What this task involves:
Could you print all of the data below again, exactly?

(Stored data entries)
◇ ◇ ◇ ◇ ◇ ◇ ◇

PR #382, opened 2021-02-16
Pretty print for static IR

ztangent:
Given a static generative function like this:
```julia
@gen (static) function datum(x::Float64, (grad)(params::Params))
    is_outlier = @trace(bernoulli(params.prob_outlier), :z)
    std = is_outlier ? params.outlier_std : params.inlier_std
    y = @trace(normal(x * params.slope + params.intercept, std), :y)
    return y
end
```

This PR makes it so that the IR is automatically pretty-printed like this:
```julia
julia> Gen.get_ir(datum)
== Static IR ==
Arguments: (x, params)
  ##.#445 = #15(params)
  ##z#442 = @trace(Gen.Bernoulli()(##.#445), :z)
  std = #16(params, ##z#442)
  ##call#451 = #17(params, x)
  ##y#448 = @trace(Gen.Normal()(##call#451, std), :y)
  return ##y#448
```

Should come in handy for debugging domain-specific compilers to IR, as well as any future improvements made to the IR or static function compilation.

### DIFF
--- a/src/static_ir/static_ir.jl
+++ b/src/static_ir/static_ir.jl
@@ -27,6 +27,9 @@ Most generative function interface methods are generated from the intermediate r
 """
 abstract type StaticIRGenerativeFunction{T,U} <: GenerativeFunction{T,U} end
 
+Base.nameof(gen_fn::StaticIRGenerativeFunction) =
+    nameof(type_of(gen_fn))
+
 function get_ir end
 function get_gen_fn_type end
 function get_options end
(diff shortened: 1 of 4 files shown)


src/static_ir/static_ir.jl
```diff
@@ -52,6 +52,7 @@ function generate_generative_function(ir::StaticIR, name::Symbol, options::Stati
             params::Dict{Symbol,Any}
         end
         (gen_fn::$gen_fn_type_name)(args...) = $(GlobalRef(Gen, :propose))(gen_fn, args)[3]
+        $(GlobalRef(Gen, :get_ir))(::$gen_fn_type_name) = $(QuoteNode(ir))
```
alex-lew, line 55: This seems reasonable, but it's making me wonder whether there was any reason we didn't have this in the first place. I guess the answer is probably that `get_ir` was mostly used from `@generated` functions, which only had access to the type of the GF, not the GF itself.

alex-lew (approved):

◇ ◇ ◇ ◇ ◇ ◇ ◇

Result of the task:
PR #382, opened 2021-02-16
Pretty print for static IR

ztangent:
Given a static generative function like this:
```julia
@gen (static) function datum(x::Float64, (grad)(params::Params))
    is_outlier = @trace(bernoulli(params.prob_outlier), :z)
    std = is_outlier ? params.outlier_std : params.inlier_std
    y = @trace(normal(x * params.slope + params.intercept, std), :y)
    return y
end
```

This PR makes it so that the IR is automatically pretty-printed like this:
```julia
julia> Gen.get_ir(datum)
== Static IR ==
Arguments: (x, params)
  ##.#445 = #15(params)
  ##z#442 = @trace(Gen.Bernoulli()(##.#445), :z)
  std = #16(params, ##z#442)
  ##call#451 = #17(params, x)
  ##y#448 = @trace(Gen.Normal()(##call#451, std), :y)
  return ##y#448
```

Should come in handy for debugging domain-specific compilers to IR, as well as any future improvements made to the IR or static function compilation.

### DIFF
--- a/src/static_ir/static_ir.jl
+++ b/src/static_ir/static_ir.jl
@@ -27,6 +27,9 @@ Most generative function interface methods are generated from the intermediate r
 """
 abstract type StaticIRGenerativeFunction{T,U} <: GenerativeFunction{T,U} end
 
+Base.nameof(gen_fn::StaticIRGenerativeFunction) =
+    nameof(type_of(gen_fn))
+
 function get_ir end
 function get_gen_fn_type end
 function get_options end
(diff shortened: 1 of 4 files shown)


src/static_ir/static_ir.jl
```diff
@@ -52,6 +52,7 @@ function generate_generative_function(ir::StaticIR, name::Symbol, options::Stati
             params::Dict{Symbol,Any}
         end
         (gen_fn::$gen_fn_type_name)(args...) = $(GlobalRef(Gen, :propose))(gen_fn, args)[3]
+        $(GlobalRef(Gen, :get_ir))(::$gen_fn_type_name) = $(QuoteNode(ir))
```
alex-lew, line 55: This seems reasonable, but it's making me wonder whether there was any reason we didn't have this in the first place. I guess the answer is probably that `get_ir` was mostly used from `@generated` functions, which only had access to the type of the GF, not the GF itself.

alex-lew (approved):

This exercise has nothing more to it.